[Saved entries]

PR #984, opened 2020-02-08
Implemented the EventsLog tab (among other things)

amitnovick:
Feel free to raise questions / report issues with anything included here :-)


packages/xstate-dev/panel/package.json
```diff
@@ -7,17 +7,29 @@
     "@testing-library/react": "^9.3.2",
     "@testing-library/user-event": "^7.1.2",
     "@xstate/react": "^0.8.1",
+    "date-fns": "^2.9.0",
+    "hex-rgba": "^1.0.2",
+    "immutable": "^4.0.0-rc.12",
```
davidkpiano: What is `immutable` being used for? Can we please avoid it?

packages/xstate-dev/panel/src/utils/getItemString.js
```diff
@@ -0,0 +1,70 @@
+import React from 'react';
+import { Iterable } from 'immutable';
```
davidkpiano: I don't think we should support `immutable`.

davidkpiano:
It looks good to me, except for `immutable` support. We should absolutely not support `immutable`.

packages/xstate-dev/panel/src/utils/getItemString.js
amitnovick: Agree!
I am not sure what it's being used for (extracted it from elsewhere). 
Will try to remove it and update the PR

Issue #672, opened 2019-09-19
4.7.0 Actor/Service Feedback


derek-duncan:
## Bug or feature request?
Bug

## Description:
I've been playing more with xstate@next. It seems that both conceptually and in Typescript, the Actor/Service (Interpreter) distinctions are a little blurred, so I'm trying to understand when to use either. My primary question is what are the different purposes for Actors and Services/Interpreters?

Here are some more specific notes for `v4.7.0-rc3`:

It looks like `invoke` creates an Actor behind the scenes. Accessing it through `current.children.invokeId`, you get an Actor back. Accessing it through `service.children.get(invokeId)`, you get an Interpreter. Shouldn’t `invoke` always generate services/interpreters and not an actor? If invoking a “service” is really just an Actor behind the scenes, it’s be nice to always return an Actor so you consistently know what to expect from your `current.children`, `service.children` and `spawn`.

`spawn` also returns an Interpreter type in TS, but it looks like the actual object is an Actor. Why should `spawn` ever return an Interpreter if it’s an utility for spawning actors? Looks like the TS changed in #664

Also, a minor TS bug for `spawn`. It doesn’t accept a machine with custom event types since they clash with the generic EventObject.
```
spawn(new Machine<Ctx, Evt>())
// Type 'EventObject' is not assignable to type ‘Evt’
```

Finally, most of these concepts trickle out as confusing when you start to use the `useService` and `useActor` hooks. It seems that Actors are more locked down in state access, but it’s unclear as to why? It’s much easier to just use a `useService`, but as already noted, most of the Actors coming out of `current.children` and `spawn` aren’t accepted in `useService`. It’s unclear when comparing services to actors on why you’d ever want an Actor vs an Interpreter, or vice versa.

## (Bug) Potential fix:

I need more understanding of the conceptual model to propose a fix, but I'd be more than happy to after I understand distinctions between Actors and Services.

coodoo:
I had those doubts earlier and after a quick digging up I came up with these notes, hope that helps.

- Main difference between `services` and `actors` - `services` need to be statically written in the machine definition to be `invoked`, whereas actors can be dynamically `spawned` by any action, multiple times (if you so wish).

- actors could spawn `sub-actors` and communicate with it's `parent` or other actors via event sending

- In short, `actors` are like `services` on steroid, allowing developers to more flexibly model complex application logics with multi-level of machine hierarchy interacting with each other.

[...]

Issue #424, opened 2019-04-12
[Feature] Expose Invoked Services


davidkpiano:
## Bug or feature request?
Feature

## Description:
When services are invoked in a parent service, their state is currently kept hidden to their machine. This is by design, we can traverse this invocation tree and "query" the state of each invoked service by subscribing.

## (Feature) Potential implementation:

Consider a parent `todosMachine` like this:

```js
const todosMachine = Machine({
  id: 'todos',
  initial: 'active',
  states: {
    active: {
      invoke: { src: 'todosService', id: 'todos' },
      on: { ADD_TODO, DELETE_TODO, UPDATE_TODO }
    },
    inactive: {}
  }
});
```

Then, assuming `todosService` is implemented as a `Machine`, we can subscribe to its state the same way you would do with any other service:

```js
const todosService = interpret(todosMachine)
  .onInvoke(childService => {
    childService.onTransition(state => {
      // current state of child service
    });
  })
  .start();
```

You can imagine that this would be useful in a React app:

```jsx
function TodosApp() {
  const [current, send, service] = useMachine(todosMachine);
  
  // listen to state from the todosService, whenever it's invoked
  // undefined if service is not invoked or stopped
  const [currentTodos] = useChildService(service, 'todos');

  const todos = currentTodos ? currentTodos.context.todos : [];

  return current.matches('active') ? (
    <ul>
      {todos.map(todo => <li key={todo.id}>{todo.message}</li>}
    </ul>
  ) : null;
}
```

The new APIs for `xstate` (core) would be:

- `service.onInvoke(childService => { ... })`
- `service.children` - already exists, but mapping would provide the actual services instead of thin interfaces. Only to be used for debugging.

The new APIs for `@xstate/react` would be:

- `useService(service)` - same as `useMachine()` but with a running service
- `useChildService(service, id)` - same as `useMachine()` but with a running child service whenever the child is invoked
    
**This is tentative** and I'm still researching to see how this works with the Actor model. Would love feedback!

LunarLanding:
Coming from [this conversation](https://spectrum.chat/statecharts/general/dynamical-number-of-orthogonal-substates~c421e22e-2ce3-474e-a89d-c223b15286c4), I see that this RFC helps with the issue of getting the state of invoked services out of the parent machine so that external behavior might be derived from them (such as rendering todos in the example above).
I had assumed till now that that was already possible.
However is does not address the main problem, which is managing a dynamic number of invocations,i.e. creating on demand.

[...]

PR #985, opened 2020-02-08
V5: Revert state.children mapping, represent spawned actors

davidkpiano:
This PR is a significant refactor to:

- Expose all invoked services and spawned actors on `state.children` by their ID (#424 #672)
- Introduce concept of "deferred actors", which are "placeholder" actors that can be used as actor references in machines that are replaced (in-place) with real actor implementations in invoked machines
- Remove all traces of "activities" (except for `spawnActivity`)


packages/core/src/interpreter.ts
```diff
@@ -809,73 +802,68 @@ export class Interpreter<
...
-
-          const childIndex = this.state.children.findIndex(
-            child => child.id === id
-          );
+        const actor = actorFrom(spawnable, id, this as Actor);
 
-          this.state.children[childIndex] = actor;
+        // Mutate the deferred actor reference
+        if (action.actor) {
+          Object.assign(action.actor, actor);
```
Andarist: for what part of the codebase or the consuming code this is relevant? mutating the action seems like a strong anti-pattern, so I'm wondering if we could think of a different design to avoid this. I don't understand yet the reasons why this is done though

packages/core/src/interpreter.ts
```diff
@@ -809,73 +802,68 @@ export class Interpreter<
...
+          this.forwardTo.add(id);
         }
 
+        this.children.set(id, actor);
+
+        this.state.children[id] = actor;
+
+        this.state.children[id].meta = {
+          ...this.state.children[id].meta,
+          ...actorDef
```
Andarist: is this definition useful anyhow for consumers?  the definition consists solely of `{id,src}`, consumers already have to know the ID to even access this object - so the question is, how `src` can be utilized?

packages/core/src/invoke.ts
```diff
@@ -1,163 +1,166 @@
...
+        }
+      }
+    }
+  );
 
-    const actor = childService;
+  const actor = {
+    id,
+    send: () => void 0,
+    subscribe: (next, handleError, complete) => {
```
Andarist: `subscribe` from all actor types can be dropped, because you have removed this from the `Actor` interface. Because those "converters" only return Actor type those subscribe methods are "lost" anyway - the calling/consuming code cant use them because its not defined on the Actor interface

packages/core/src/stateUtils.ts
```diff
@@ -931,15 +931,15 @@ export function getActions<TContext, TEvent extends EventObject>(
     flatten(
       Array.from(entryStates).map(entryNode => {
         return [
-          ...getActivities(entryNode).map(activity => start(activity)),
+          ...getInvocations(entryNode).map(invokeDef => start(invokeDef)),
```
Andarist: it would be better to convert those early `entryNode.invoke` could already be invoke-definitions to avoid converting them each time in `getActions`

packages/core/src/stateUtils.ts
```diff
@@ -1184,17 +1202,20 @@ export function resolveTransition<
...
-      children = children.filter(childActor => {
-        return (
-          childActor.id !==
-          (action as ActivityActionObject<TContext, TEvent>).actor.id
-        );
-      });
+      const id = (action as InvokeActionObject<TContext, TEvent>).def.id;
+
+      children = { ...children };
+      delete children[id];
```
Andarist: I wonder if we really need to represent them at `state.children` right away as "null actors". Why exactly this is important? It would be better to get back to this problem~ once we get to making the transition a microstep, I have a feeling that it might impact this thing.

packages/core/src/types.ts
```diff
@@ -405,7 +426,10 @@ export interface StateNodeConfig<
    * The services to invoke upon entering this state node. These services will be stopped upon exiting this state node.
    */
   invoke?: SingleOrArray<
-    string | InvokeCreator<TContext, TEvent> | InvokeConfig<TContext, TEvent>
+    | string
+    | ActorCreator<TContext, TEvent>
```
Andarist: I must say I'm saddened by this - I think the design with "just actors" and dedicated "converters" was superior. It had nice decoupling, composition and tree-shaking characteristics. For instance while machine & promise actors might be considered really common, observables and callbacks are much less common - and right now every consumer is "paying" the cost of built support for those "integrations". 

Having all of those types decoupled from the core was a really good way of showing people that you actually can integrate easily **any** data/source type with XState, by simply writing a small adapter - in the very same way as "core" adapters were written.

packages/core/src/interpreter.ts
davidkpiano: The reason for this is that at first, the actor is "deferred" - it's just a null actor. You can think of this as the result of:

```js
machine.transition('STATE', 'EVENT');
// => resulting state spawned an actor!
```

Obviously, we don't want an actor to actually be spawned (yet), so it's "deferred" until the interpreter decides to make it alive.

This takes inspiration from Akka:

> This particular main Actor is created using Actor.deferred, which is like a factory for a behavior. Creation of the behavior instance is deferred until the actor is started, as opposed to Actor.immutable that creates the behavior instance immediately before the actor is running.

https://doc.akka.io/docs/akka/2.5.5/scala/typed.html

And also it solves the problem of spawning actors in an initial state, since you can now do that without fear of the actor unintentionally being started before the service is started.

packages/core/src/interpreter.ts
davidkpiano: Rehydration

packages/core/src/types.ts
davidkpiano: Hah, I actually made this change because you had concerns that there would be bigger breaking changes for the majority of users 😅 

Regardless, this was added back because `spawnFrom` is needed for inline `spawn()` (although this can also be done the same way, with the extra function call...)

Let's revisit this in a future PR

packages/core/src/interpreter.ts
Andarist: Right - I understand that we want `machine.transition` to be pure and thus we cannot actually spawn an actor within it. I'm more interested in why exactly we want to represent them immediately in the returned State value over just returning "pure" actions and having Interpreter to actually execute them (and thus spawn actors).

packages/core/src/types.ts
Andarist: > Hah, I actually made this change because you had concerns that there would be bigger breaking changes for the majority of users 😅

Well, I wasn't arguing against breaking changes per se - rather that we probably shouldn't advertise v5 as "no breaking changes" because that was misleading.

> Let's revisit this in a future PR

K, would be good to discuss this later on Slack to get a final decision on this, but I agree that it doesn't have to hold off this PR.

Keep in mind that we should be able to automate migration in many cases - it should be quite possible to provide an ESLint rule that would serve as a migration codemod.

packages/core/src/interpreter.ts
Andarist: Could we add a rehydration test that would use it? Would probably be good to include something like this also in the docs.

packages/core/src/interpreter.ts
davidkpiano: Because they need to be present in the `context`.

**State-less machine:**
```js
machine.transition(someState, someEvent);
// State {
//   ...
//   context: { actor: deferredActor }
// }
```

**Interpreted machine:**
```js
service.onTransition(/* ... */)
// State {
//   ...
//   context: { actor: liveActor }
// }
```

**Persisted state:**
```js
// The information is used to restore the actor
JSON.stringify(state);
// State {
//   ...
//   context: { actor: { id, meta } }
// }
```

We do not want `actor: undefined` or `actor: null` because:

1. it's not helpful for testing
2. it loses ability to be rehydrated
3. it can't be linked to in `state.children`

Actually, that point, linking an actor to `state.children` is the most important point - it's sub-optimal (if not very difficult/impossible) to do so if the `actor` is null first.

We want the state from `machine.transition(...)` to closely reflect `service.onTransition(...)` as much as possible.

packages/core/src/types.ts
davidkpiano: One happy medium would be:

```js
// ...
invoke: spawnFrom(promise /* or observable, callback, etc. */)
// ...
```

How does that sound?

Andarist: Yeah, I think this is a good idea - we should be able to provide fine-grained spawn creators (`spawnPromise`, `spawnObservable`, etc) but they could be wrapped for convenience within a `spawnFrom` helper.

All should be importable (and not injected) to aid tree-shaking.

THE TASK:
Across all the entries, how many lines include "bigger"? Answer with the number alone.

RESULT:
2